Bio-inspired implantation

Inspired by mosquitoes, researchers used laser cutting to fabricate a 1 mm thick transparent polymethyl methacrylate (PMMA) insertion guide with a 250 µm slit to guide the flexible probe implantation (Fig. 6d). This bio-inspired method successfully reduced the probe’s tendency to buckle during implantation by providing additional lateral support121.

Conclusion and outlook

By combining soft materials engineering and structure innovations, researchers over the past decade have developed a new generation of implantable neural probes that resemble the mechanical, chemical, and topological properties of the brain. Importantly, these new generation probes overcome the long-term recording instability of conventional rigid probes, offering new opportunities to neuroscience, therapeutics, and BMI.

Looking forward, further conceptual innovations and technological advances are urgently needed. First, with chronic recording stability now surpassing the scale of years103, accelerated life testing that faithfully reflects the physiological microenvironments of the brain but uncovers potential modes of failure of the probes in a short amount of time needs to be developed for fast iteration and development of novel substrate materials and probe architectures. Second, while human brains contain 86 billion neurons, current flexible neural probes can only record from ~1000 channels due to the flexible probes’ incompatibility with CMOS technology. The development of CMOS-compatible manufacturing process for these next-generation neural probes is in high demand. Third, the density of recording electrodes hit a bottleneck as further reduction of the electrode’s size will lead to an interfacial electrical impedance that is too high to detect single-neuron APs with sufficient SNR. Innovations in electrode materials, surface morphology, surface coating, fundamentally new sensing mechanisms (e.g., field-effect transistor based device), and 3D device integration are urgently needed to further increase the recording density. Last but not least, new paradigms to allow for cell-type-specific recordings and stimulations will bring the much-needed capability that is missing from existing electrophysiology technologies.

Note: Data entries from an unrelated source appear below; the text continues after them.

PR #1266, opened 2016-03-08
Only add github user to maintainer

zachthompson:
Remove addition of duck.co user to maintainer field.


MariagraziaAlastra:
This needs to be removed in the backend code too, or it will still be possible to have duck.co-only maintainers. I'll do that though!

MariagraziaAlastra:
LGTM :+1:

PR #1267, opened 2016-03-08
Porting DDH::UserPage to community-platform

jbarrett:
This is almost the same as the original project - `bin/generate.pl` creates pages. `bin/dev_server.pl` is a static file server.

Differences:

- Gather has a db handle via a `DDGC`instance (so we can probably lose the HTTP operations).
- dev_server mounts static files (CSS etc)
- userpage/index is rendered within a duck.co style frame with nav bar and no account info.

Cc: @abeyang @jagtalon

### DIFF
--- a/bin/dev_server.psgi
+++ b/bin/dev_server.psgi
@@ -6,8 +6,10 @@ use warnings;
 use FindBin;
 use Plack::Builder;
 use Plack::App::Directory;
+use Plack::App::File;
 
 builder {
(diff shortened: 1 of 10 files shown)


MariagraziaAlastra:
LGTM, I just pushed my changes to your branch!
There's clearly a lot of room for improvement, but it does what it has to for now :)

jbarrett:
Thanks @MariagraziaAlastra

PR #1268, opened 2016-03-08
maintainer bug 

zachthompson:
Bug in logic, git should be added for all.
Removed the OS IAs maintained by duckduckgo; they should be unmaintained.


MariagraziaAlastra:
:+1:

In addition to further developments of the neural probes, innovations in delivery methods are also indispensable and urgent. First, besides chronic recording challenges, acute damage caused by probe implantation is a critical but often overlooked issue. Acute damage from probe implantation leads to tissue removal, BBB breaching, and local mechanical stress, which can result in disruption of the brain physiology over both short and long term33. Delivery methods that minimize this acute damage are crucial for preserving tissue integrity and ensuring sensing that faithfully reflects the brain’s dynamics in its native state. Second, current delivery methods only allow for a straight insertion trajectory into the brain, which can cause unnecessary tissue injury outside the targeted regions. Besides, the lack of controllability of the insertion path can result in breaches of major blood vessels and, therefore, hemorrhage. Minimally invasive delivery of these next-generation neural probes with controlled 3D trajectories that conform to the target brain regions’ complex 3D structures while avoiding major blood vessels can lead to high throughput monitoring inside the brain with minimum disruption to the brain’s functions, and bring a fundamentally new mapping capability of neural probes.

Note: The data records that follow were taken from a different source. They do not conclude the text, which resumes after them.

PR #1272, opened 2016-03-10
Userpages - dump JSON data for each user

MariagraziaAlastra:
This change makes it possible to see the raw JSON data for each user, using the path /username/json
(eg '/jbarrett/json')

### DIFF
--- a/lib/DDH/UserPage/Generate.pm
+++ b/lib/DDH/UserPage/Generate.pm
@@ -113,15 +113,8 @@ sub generate {
 
         # JSON dump of user's data
         my $json_build_dir = $self->json_dir( $contributor );
-        open my $jfh, '>:encoding(UTF-8)', "$json_build_dir/index.html" or die();
-        print $jfh $self->xslate->render(
-            'userpage/json_index.tx',
-            {
-                json_data => $self->json->encode(
-                    $contributor_data
-                ),
-            }
-        );
+        open my $jfh, '>:encoding(UTF-8)', "$json_build_dir/index.json" or die();
+        print $jfh $self->json->encode( $contributor_data );
         close $jfh;
     }
 }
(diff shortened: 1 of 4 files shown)


lib/DDH/UserPage/Generate.pm
```diff
@@ -105,6 +110,19 @@ sub generate {
             }
         );
         close $fh;
+
+        # JSON dump of user's data
+        my $json_build_dir = $self->json_dir( $contributor );
+        open my $jfh, '>:encoding(UTF-8)', "$json_build_dir/index.html" or die();
+        print $jfh $self->xslate->render(
```
jbarrett: Wondering if we could just dump index.json alongside index.html without a template? i.e. just the raw JSON as we get it?

MariagraziaAlastra: @jbarrett Done, but for some reason it doesn't get nicely formatted like when I was using a template :(

lib/DDH/UserPage/Generate.pm
```diff
@@ -105,6 +110,12 @@ sub generate {
             }
         );
         close $fh;
+
+        # JSON dump of user's data
+        my $json_build_dir = $self->json_dir( $contributor );
+        open my $jfh, '>:encoding(UTF-8)', "$json_build_dir/index.json" or die();
```
jbarrett: Reckon it would be OK to just use `$build_dir`

jbarrett: Reckon it would be OK to just use `$build_dir`?

MariagraziaAlastra: Yeah, seems like it is, thanks!

jbarrett:
:+1: Thanks, @MariagraziaAlastra!

PR #2262, opened 2016-11-14
remove bad test that was causing tests to abort

lbergelson:
removing MainTest.printReadsVersionTest because it was causing the test
suite to exit early.

it wasn't a very good test to begin with so it's not much of a loss


cmnbroad:
The change looks good once the tests run - for some (other) reason all of the travis builds are failing at the moment.

PR #2263, opened 2016-11-14
updating gatk-launch for spark 2.0 on gcloud

lbergelson:
2 changes to gatk-launch
- gcloud now requires arguments to the spark job to be separated from arguments to gcloud by `--`
- `--sparkMaster yarn-client` has been replaced with `--sparkMaster yarn --deploy-mode client`
  this only requires the sparkMaster to be changed in gatk-launch gcs because the client mode is set by gcloud


droazen:
:+1: merge when ready

PR #2271, opened 2016-11-17
making kryo respect our log level

lbergelson:
kryo uses com.esotericsoft.MinLog which is a yet another logger
making LoggingUtils.setLoggingLevel() set MinLog's level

In summary, progress in materials engineering and probe designs over the past decades has led to a revolution in implantable neural probes that fundamentally overcome the chronic instability limitation of conventional probes and achieved stable long-term monitoring of the brain at single-neuron level. With further innovations in both device engineering and delivery methods, these next-generation flexible implantable neural probes will unlock the possibilities for exploring and controlling long-term changes of neural circuits with unprecedented resolution and stability, offering insights that were previously beyond reach.